Natural gas would serve the intermediate and peak load. Natural gas plants had lower capital costs but relatively more expensive fuel costs. Because natural gas generation at the time was usually the most expensive and most flexible resource, the last selected natural gas generating unit would usually set the energy clearing price. This meant that all the generation resources selected would be paid the natural gas resource clearing price for energy regardless of their costs – including at the peak times of day, when scarcity would drive up the overall price for energy.

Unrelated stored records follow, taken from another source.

PR #6981, opened 2026-08-12
perf(api): offload agent file mutations

houko:
## Summary\n- move identity-file path resolution and read/write/delete filesystem operations onto the blocking pool\n- replace the fixed temporary filename with the API's durable atomic writer\n- preserve current-layout preference, legacy root fallback, whitelist checks, and containment enforcement\n- add round-trip and symlink-escape regression coverage\n\n## Tests\n- 
running 2 tests
test routes::agents::files::identity_file_io_tests::identity_file_helpers_reject_symlink_escape ... ok
test routes::agents::files::identity_file_io_tests::identity_file_helpers_round_trip_current_layout ... ok

test result: ok. 2 passed; 0 failed; 0 ignored; 0 measured; 946 filtered out; finished in 0.13s\n- \n- \n- \n\n## Notes\n- based on the same main revision as #6980; the changes are independent but both touch , so this may need a straightforward rebase after that PR lands\n


crates/librefang-api/src/routes/agents/files.rs
```diff
@@ -283,58 +381,43 @@ pub async fn set_agent_file(
...
+                Json(serde_json::json!({"error": t.t("api-error-file-path-traversal")})),
+            );
+        }
+        Ok(Err(IdentityFileError::Io(error))) => {
+            return (
+                StatusCode::INTERNAL_SERVER_ERROR,
+                Json(serde_json::json!({"error": scrub_500(&error, &t)})),
+            );
+        }
+        Ok(Err(IdentityFileError::NotFound)) => unreachable!(),
```
houko, line 447: `unreachable!()` is correct today — `write_identity_file` never constructs `IdentityFileError::NotFound` — but it's a latent panic-in-request-handler trap: if `IdentityFileError` is ever reused/extended for a future write-path variant that does produce `NotFound` (or someone refactors `write_identity_file` to call `resolve_identity_file`), this line turns a request error into a full handler panic instead of a 500. Given this same enum is shared across read/write/delete, worth either splitting a narrower error type for the write path, or replacing this arm with a scrubbed 500 (`ApiErrorResponse::internal_scrub`) so the failure mode degrades gracefully instead of panicking. Not blocking, but flagging since panics in axum handlers take down just that request but are easy to miss in review once the enum grows.

---

houko (commented):
Automated review pass against CLAUDE.md checklist. The refactor's core logic (path resolution, `.identity/` current-layout preference + legacy fallback, whitelist, canonicalized containment check) looks correctly preserved and genuinely improves on the original: the write/delete handlers previously ran synchronous `std::fs` calls directly on the async task (a real executor-blocking bug), and path-resolution `canonicalize()` calls for the read path were not previously covered by the `tokio::fs` offload either — both are now properly under `spawn_blocking`. `ErrorTranslator`'s `!Send`-before-`.await` gotcha is handled correctly in all three handlers. One missing-changelog-fragment issue was fixed directly (see commit); one inline nit left below for maintainer judgment.

---

crates/librefang-api/src/routes/agents/files.rs
```diff
@@ -283,58 +381,43 @@ pub async fn set_agent_file(
...
 
-    // Security: verify workspace path and target stays inside it
-    let ws_canonical = match workspace.canonicalize() {
-        Ok(p) => p,
-        Err(_) => {
+    let size_bytes = req.content.len();
+    let content = req.content.into_bytes();
+    let filename_for_task = filename.clone();
+    drop(t);
+    let result = tokio::task::spawn_blocking(move || {
```
houko, line 422: This changes the write behavior of an existing route (fixed-name temp file → shared `atomic_write`, closing a same-name concurrent-writer race) — similar in kind to #6977's install-race fix, which added both a unit-level race test and an HTTP-level `#[tokio::test]` (`skills_install_already_installed_returns_409`). This PR's coverage is unit-level only (`identity_file_io_tests`); there's no `TestServer` test hitting `PUT /api/agents/{id}/files/{filename}` that exercises the fixed race end-to-end. Worth confirming existing coverage or adding one per CLAUDE.md's mandatory integration-testing rule.

---

crates/librefang-api/src/routes/agents/files.rs
```diff
@@ -1,5 +1,121 @@
...
+    let workspace = workspace
+        .canonicalize()
+        .map_err(|_| IdentityFileError::Workspace)?;
+    let identity_dir = workspace.join(".identity");
+    std::fs::create_dir_all(&identity_dir).map_err(IdentityFileError::Io)?;
+    let identity_dir = identity_dir.canonicalize().map_err(IdentityFileError::Io)?;
+    if !identity_dir.starts_with(&workspace) {
+        return Err(IdentityFileError::Traversal);
+    }
+    crate::atomic_write(&identity_dir.join(filename), content).map_err(IdentityFileError::Io)
```
houko, line 55: Possible cross-crate race, flagging for human judgment rather than fixing unilaterally since the other side lives in `librefang-kernel` (CLAUDE.md's "fix what you found" bar is same-crate; this spans two).

Per CLAUDE.md's "Agent workspace layout" note: `migrate_identity_files()` runs on every agent spawn and does `std::fs::rename(root/<name>, .identity/<name>)` when `.identity/<name>` doesn't yet exist (`workspace_setup.rs:595`). This handler now does its write off-thread via `spawn_blocking`, landing on `atomic_write(identity_dir.join(filename), ...)` here.

If a respawn's `migrate_identity_files()` and an in-flight `PUT /api/agents/{id}/files/{filename}` race on the same `.identity/<filename>` destination, both do an independent create-temp+`rename` onto that same path with no shared lock — whichever `rename` lands last wins, so the other write is silently dropped. This isn't new to this PR (the previous synchronous write had the same unguarded destination), but moving the write onto the blocking pool changes its scheduling relative to migration without adding any synchronization, and the changelog fragment's framing ("removing a same-name race between concurrent writers") implies same-name-write races were the target — this one is different (cross-crate, cross-operation) and isn't addressed.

The economic benefit of this system was that the markets would motivate the development of more efficient generation technology and the cheapest fuel to meet the needs of the grid. Arguably, and as many studies concluded, this incentive model helped reduce overall wholesale electric rates. These savings were also spurred by a combination of cheap natural gas, additional subsidized renewables, and low load growth.

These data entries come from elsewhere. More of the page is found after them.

PR #6984, opened 2026-08-12
fix(api): durably persist registry content

houko:
## Summary\n- serialize registry content creation/overwrite through the shared write lock\n- move directory creation, durable atomic replacement, secret persistence, catalog loading, and rollback off async runtime workers\n- make the no-overwrite check part of the locked filesystem transaction\n- restore the prior provider file when an invalid overwrite is rejected\n- scrub filesystem errors from API responses while retaining detailed server logs\n- add durable write, conflict, cleanup, and overwrite-rollback regressions\n\n## Tests\n- 
running 1 test
test routes::registry::registry_content_write_tests::creates_and_atomically_replaces_without_staging_residue ... ok

test result: ok. 1 passed; 0 failed; 0 ignored; 0 measured; 946 filtered out; finished in 0.09s\n- 
running 6 tests
test registry_content_rejects_malformed_identifiers ... ok
test registry_content_path_is_relative_not_absolute ... ok
test provider_rejected_by_catalog_returns_400_and_leaves_no_file ... ok
test registry_content_accepts_dotted_and_dashed_identifiers ... ok
test rejected_provider_overwrite_restores_previous_file ... ok
test provider_with_reasoning_tier_model_loads_into_catalog ... ok

test result: ok. 6 passed; 0 failed; 0 ignored; 0 measured; 0 filtered out; finished in 9.63s\n- 
running 1 test
test rejected_provider_overwrite_restores_previous_file ... ok

test result: ok. 1 passed; 0 failed; 0 ignored; 0 measured; 5 filtered out; finished in 8.55s\n- \n- \n- \n- \n

### DIFF
--- a/crates/librefang-api/src/routes/registry.rs
+++ b/crates/librefang-api/src/routes/registry.rs
@@ -87,6 +87,42 @@ async fn registry_schema_by_type(
 /// identifier cannot overflow a path-component limit on any target filesystem.
 const MAX_REGISTRY_IDENTIFIER_LEN: usize = 128;
 
+#[derive(Debug)]
+enum RegistryContentWriteError {
+    AlreadyExists,
+    Io(std::io::Error),
+}
+
+fn persist_registry_content(
+    target: &std::path::Path,
+    content: &[u8],
+    allow_overwrite: bool,
+) -> Result<Option<Vec<u8>>, RegistryContentWriteError> {
+    if !allow_overwrite && target.exists() {
+        return Err(RegistryContentWriteError::AlreadyExists);
+    }
+    let previous = if target.exists() {
+        Some(std::fs::read(target).map_err(RegistryContentWriteError::Io)?)
+    } else {
+        None
+    };
+    if let Some(parent) = target.parent() {
+        std::fs::create_dir_all(parent).map_err(RegistryContentWriteError::Io)?;
+    }
+    crate::atomic_write(target, content).map_err(RegistryContentWriteError::Io)?;
+    Ok(previous)
+}
+
+fn rollback_registry_content(
+    target: &std::path::Path,
+    previous: Option<&[u8]>,
+) -> std::io::Result<()> {
+    match previous {
+        Some(content) => crate::atomic_write(target, content),
+        None => std::fs::remove_file(target),
+    }
+}
+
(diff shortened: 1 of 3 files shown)


crates/librefang-api/src/routes/registry.rs
```diff
@@ -282,19 +293,52 @@ async fn create_registry_content(
...
 
-    // Create parent directories and write file
-    if let Some(parent) = target.parent() {
-        if let Err(e) = std::fs::create_dir_all(parent) {
-            return ApiErrorResponse::internal(e.to_string())
+    // Serialize the no-overwrite check with the durable replacement. Without
+    // the shared guard, two concurrent POSTs can both observe an absent target
+    // and silently overwrite one another. The fsync-based writer is blocking,
+    // so perform the filesystem transaction off the async runtime worker.
+    let _write_guard = state.config_write_lock.lock().await;
```
houko, line 300: `_write_guard` is not dropped until the end of the function, so it stays held across the provider-only tail: `write_secret_env` (spawn_blocking), `set_env_var_guarded().await`, the `model_catalog_update` spawn_blocking, `clear_driver_cache()`, and the rollback spawn_blocking on rejection.
`config_write_lock` is process-wide — it also gates `POST /api/config/set` (`config/manage.rs`), the sidecar channel configure handlers, `users.rs`, and `budget.rs` — so for the whole duration of a provider create/update, all of those unrelated config-mutating endpoints block too.
The existing convention elsewhere in this file's sibling handlers (see `channels.rs` around its two `config_write_lock` sites, and the comment "The guard is dropped before `reload_config().await` so the hot-reload step does not gate other config-writing handlers") is to scope the guard tightly around just the read-check-write that needs atomicity, then drop it before slower/independent follow-up work.

Was holding the lock across the catalog merge and rollback intentional here (e.g. to also serialize concurrent provider POSTs against catalog state), or should `_write_guard` be dropped right after `persist_registry_content` returns (i.e., once the TOCTOU-sensitive existence-check-and-write is done), before the provider-specific catalog/secrets work begins? `model_catalog_update` already serializes concurrent catalog mutations internally via its own RCU/CAS loop, so it's not obviously relying on this mutex for correctness.

---

PR #6985, opened 2026-08-12
perf(api): move user config I/O off async workers

houko:
## Summary
- read and back up `config.toml` through Tokio filesystem APIs in user mutations
- run the durable atomic config write on the blocking pool
- preserve the existing config and API-key lock ordering and corrupt-config protection

## Tests
- `cargo test -p librefang-api --test users_test`

### DIFF
--- a/changelog.d/changed/6985-user-config-io-off-thread.md
+++ b/changelog.d/changed/6985-user-config-io-off-thread.md
@@ -1,0 +1,3 @@
+User-management writes to `config.toml` (create/update/delete user, key rotation, provider-key changes) previously read, backed up, and wrote the file with blocking `std::fs` calls directly on the async request-handling task.
+Under load this could stall the Tokio worker thread the request landed on for the duration of the disk I/O, delaying unrelated requests scheduled on the same worker.
+The read and backup steps now go through `tokio::fs`, and the durable atomic write moves onto the blocking thread pool via `spawn_blocking`, with the existing config/API-key lock ordering and corrupt-config protection unchanged (#6985) (@houko)
--- a/crates/librefang-api/src/routes/users.rs
+++ b/crates/librefang-api/src/routes/users.rs
@@ -1206,12 +1206,14 @@ where
     // taint rules, etc.) on the next write. The caller's
     // `backups/config.toml.prev` from the previous successful write is the
     // recovery point of last resort.
-    let raw = if config_path.exists() {
-        std::fs::read_to_string(&config_path).map_err(|e| {
-            PersistError::Internal(format!("could not read existing config.toml: {e}"))
-        })?
-    } else {
-        String::new()
+    let raw = match tokio::fs::read_to_string(&config_path).await {
+        Ok(raw) => raw,
+        Err(error) if error.kind() == std::io::ErrorKind::NotFound => String::new(),
+        Err(error) => {
+            return Err(PersistError::Internal(format!(
+                "could not read existing config.toml: {error}"
+            )))
+        }
     };
     // Parse with `toml_edit` so we preserve comments / formatting / unrelated
     // sections. A parse failure means the on-disk file is already corrupt;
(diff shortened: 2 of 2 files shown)


changelog.d/changed/6985-user-config-io-off-thread.md
```diff
@@ -0,0 +1,3 @@
+User-management writes to `config.toml` (create/update/delete user, key rotation, provider-key changes) previously read, backed up, and wrote the file with blocking `std::fs` calls directly on the async request-handling task.
+Under load this could stall the Tokio worker thread the request landed on for the duration of the disk I/O, delaying unrelated requests scheduled on the same worker.
+The read and backup steps now go through `tokio::fs`, and the durable atomic write moves onto the blocking thread pool via `spawn_blocking`, with the existing config/API-key lock ordering and corrupt-config protection unchanged (#6985) (@houko)
```
houko, line 3: This fragment is correctly formatted, but the commit that adds it (`d5d67f1`) has git author *and* committer identity `Claude <noreply@anthropic.com>`.

CLAUDE.md's `commit-msg` hook is explicitly documented to reject "a commit whose author identity (`git var GIT_AUTHOR_IDENT` …) resolves to Claude / Anthropic even when the message itself is clean." This commit's message body is clean, but the identity itself is exactly what that rule targets — it must have been pushed with `core.hooksPath` unset or bypassed, since a configured clone would refuse it.

Since fixing this needs a history rewrite (amend + force-push) and I'm not authorized to force-push, flagging for a maintainer to rebase this commit onto a human/bot identity before merge.

---

crates/librefang-api/src/routes/users.rs
```diff
@@ -1262,11 +1264,13 @@ where
...
 
-    if config_path.exists() {
-        if let Some(home_dir) = config_path.parent() {
-            let backups_dir = home_dir.join("backups");
-            if std::fs::create_dir_all(&backups_dir).is_ok() {
-                let _ = std::fs::copy(&config_path, backups_dir.join("config.toml.prev"));
+    if let Some(home_dir) = config_path.parent() {
+        let backups_dir = home_dir.join("backups");
+        if tokio::fs::create_dir_all(&backups_dir).await.is_ok() {
+            match tokio::fs::copy(&config_path, backups_dir.join("config.toml.prev")).await {
```
houko, line 1270: Minor behavior change worth a second look (low confidence, non-blocking): the old code gated this whole block on `config_path.exists()`, so `backups/` was only created once a `config.toml` already existed. That gate is gone now, so on a fresh install (no `config.toml` yet) this unconditionally creates the `backups/` directory before there's anything to back up — the subsequent `copy` NotFound is swallowed correctly, but the directory now appears earlier than before.

Probably harmless, but wanted to confirm it's intentional rather than an incidental drop during the tokio::fs conversion.

---

houko (commented):
Reviewed the tokio::fs / spawn_blocking conversion in persist_users. The core change looks correct: config_write_lock is held across the whole function so the removed exists() checks don't introduce a TOCTOU race, atomic_write is fully synchronous so it's safe inside spawn_blocking, and the changelog fragment is present and correctly formatted. Two things flagged inline for a maintainer look — one about the AI-authored commit identity already on this branch, one a minor/low-confidence question about the backups-dir creation timing.

---

changelog.d/changed/6985-user-config-io-off-thread.md
houko: This appears resolved already: commit `d5d67f1` referenced above is no longer reachable on this branch.
The current tip (`origin/perf/user-config-io-off-thread`) carries only two commits ahead of `main`, `2b1b35b` (perf: move user config I/O off async workers) and `22ee905` (chore: add changelog fragment), and both show clean author/committer identity `Evan <tonymo2048@gmail.com>` (`git log origin/main..HEAD --format='%H %an <%ae> / %cn <%ce>'`).
Looks like it was fixed via rebase after this comment was posted; leaving the thread for a maintainer to resolve since I'm not verifying who pushed the rewrite.

---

But things have changed in the electric markets since they were first developed. Today, we see more and more intermittent renewables resources entering the energy markets. These resources have no fuel costs and receive substantial government subsidies such as production tax credits, investment tax credits, and state subsidies.

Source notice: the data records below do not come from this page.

PR #6986, opened 2026-08-12
perf(api): move session list queries off async workers

houko:
## Summary
- execute session count and paginated SQLite reads together on Tokio's blocking pool
- preserve the existing pagination envelope and fallback response
- log SQLite and blocking-task failures server-side instead of silently discarding them

## Tests
- `cargo test -p librefang-api --test system_tools_sessions_test`
- `cargo test -p librefang-api --test system_tools_sessions_test list_sessions`
- `CARGO_TARGET_DIR=<system-temp> cargo clippy -p librefang-api --lib -- -D warnings`

### DIFF
--- a/crates/librefang-api/src/routes/tools_sessions.rs
+++ b/crates/librefang-api/src/routes/tools_sessions.rs
@@ -402,20 +402,36 @@ pub async fn list_sessions(
 ) -> impl IntoResponse {
     let offset = pagination.effective_offset();
     let limit = pagination.effective_limit();
-    let substrate = state.kernel.memory_substrate();
-    // Push pagination into SQLite so we don't deserialize every session blob (#3485).
-    let total = substrate.count_sessions().unwrap_or(0);
     // Snapshot of in-flight session IDs from the kernel runtime — the
     // SQLite substrate has no view into liveness, so we merge it in here
     // (#4290). Taken once per request before the SQL call so every row
     // sees a consistent view.
     let running = state.kernel.running_session_ids();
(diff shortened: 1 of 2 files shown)


crates/librefang-api/src/routes/tools_sessions.rs
```diff
@@ -402,20 +402,36 @@ pub async fn list_sessions(
...
     // Snapshot of in-flight session IDs from the kernel runtime — the
     // SQLite substrate has no view into liveness, so we merge it in here
     // (#4290). Taken once per request before the SQL call so every row
     // sees a consistent view.
     let running = state.kernel.running_session_ids();
+    let substrate = Arc::clone(state.kernel.memory_substrate());
+    // Both calls use synchronous SQLite connections. Keep them together on
+    // the blocking pool so a large or contended sessions table cannot stall
+    // the Tokio worker serving unrelated requests.
+    let query_result = tokio::task::spawn_blocking(move || {
```
houko, line 414: `search_sessions` (around line 901, `search_sessions_paginated`) runs the same kind of synchronous SQLite call — an FTS5 query, arguably heavier than the row scan this PR moves off-thread — directly on the async handler, with no `spawn_blocking` and no error logging on the `Err` branch.
Was this left out deliberately (e.g. a separate PR already planned), or should it get the same treatment here since it's the same file and the same root cause?
Flagging rather than fixing inline because extending the pattern also means deciding on error-handling/response-shape parity with the `Err` arm added here, which felt like it deserved author sign-off rather than a silent scope expansion of a perf-only PR.

---

PR #6988, opened 2026-08-12
fix(api): serialize quick init config writes

houko:
## Summary
- use asynchronous metadata for the quick already-initialized path
- serialize quick-init creation with other config mutations and recheck existence under the lock
- run directory creation and durable atomic config writing on Tokio's blocking pool

## Tests
- `cargo test -p librefang-api quick_init_write_is_create_once_and_preserves_existing_config --lib`


crates/librefang-api/src/routes/config/system.rs
```diff
@@ -135,18 +129,48 @@ api_key_env = "{api_key_env}"
...
-            StatusCode::INTERNAL_SERVER_ERROR,
-            Json(serde_json::json!({
-                "status": "error",
-                "message": "Internal server error"
-            })),
-        )
+    if let Some(locked) = crate::routes::guard_config_write() {
+        return locked.into_response();
+    }
+    let _config_guard = state.config_write_lock.lock().await;
```
houko, line 135: This adds a unit test for `write_quick_init_config` (good), but per CLAUDE.md's integration-testing mandate this is still a change to a route handler's concurrency/wiring behavior, and there's no `#[tokio::test]` against `TestServer` hitting `POST /api/init` twice concurrently (or sequentially) to assert the second call returns `already_initialized` and the config content from the first call survives. Worth adding one in `crates/librefang-api/tests/` alongside the existing config route tests, since that's the exact race this PR is closing.

Also added the missing `changelog.d/fixed/` fragment for this PR directly (pushed as a follow-up commit) since it was otherwise absent.

---

houko, line 135: Following up on the earlier comment on this line asking for a `#[tokio::test]` against `TestServer` for `POST /api/init`: two things worth surfacing before adding one, since they explain why the route was excluded rather than just leaving a gap.

1. `quick_init` calls `crate::openrouter_catalog::refresh_if_missing(&state.kernel)` at line 109, which issues a live HTTP request to the OpenRouter API whenever the model catalog hasn't been refreshed yet (see `refresh_now` in `openrouter_catalog.rs`). That matches `config_routes_integration.rs`'s header note: `POST /api/shutdown / /api/init — would tear down the harness kernel` is listed as an intentional exclusion, and the network call is a concrete reason a naive test here would be flaky/slow in CI, not just kernel teardown.
2. The existing precedent for testing an equally stateful route (`POST /api/shutdown`) is a dedicated file with its own `librefang_testing::TestAppState` instance and a real spawned `axum::serve` (`daemon_lifecycle_test.rs`), not the shared `RouterHarness` in `config_routes_integration.rs`.

A `quick_init_test.rs` following that isolated-harness pattern could exercise the create-once / `already_initialized` / lock-serialization behavior this PR adds, but it needs a plan for the catalog-refresh call first (e.g. asserting `needs_initial_refresh()` is already false on the mock kernel, or stubbing the OpenRouter base URL) so the test doesn't make a real outbound request. Flagging for a maintainer call on the mocking approach rather than adding a test that could flake CI.

---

Because marginal pricing means that the energy price set by the last resource picked is paid to all resources that clear the market, renewables with little to zero costs are paid the same amount of money as dispatchable on-demand resources – usually a natural gas plant. (Of course, this is a little more complicated because markets use locational marginal prices (LMP), which include things like transmission congestion costs and line losses, in addition to the system energy price.) And because of the nature of the RTOs, this means the actual lower-cost benefits of renewables – no fuel, tax credits, and RECs – do not always flow through to end-use customers. This arrangement can be compared to states with rate-regulated utilities under a cost-of-service model, where the utility is usually obligated to pass fuel, tax, and operating savings to customers.
So even though renewables can provide a benefit in lowering the overall clearing price for energy, there will come a point – if we have not already reached it – where there will be so many wind and solar resources bidding into the RTO markets that marginal clearing prices no longer benefit customers. Paradoxically, though all the financial benefits of these resources may not be flowing to customers, the overall effect on the grid may be to suppress prices – and make dispatchable-on-demand generation resources needed for system reliability unable to survive economically.
As policymakers look to electrify the energy economy and achieve zero emissions for the electric grid, Americans will still demand affordability and reliability. We should consider ways to reform RTOs in order to pass more of the economic benefits of renewables to customers and make sure that the grid maintains reliability. We should also acknowledge that some parts of the country have determined that the best way to achieve clean energy goals, ensure reliability, and promote affordability is through state-regulated utilities with cost-of-service regulation.
Bernard L. McNamee is a former commissioner of the Federal Energy Regulatory Commission and is the Street Distinguished Visiting Professor of Law at Appalachian School of Law.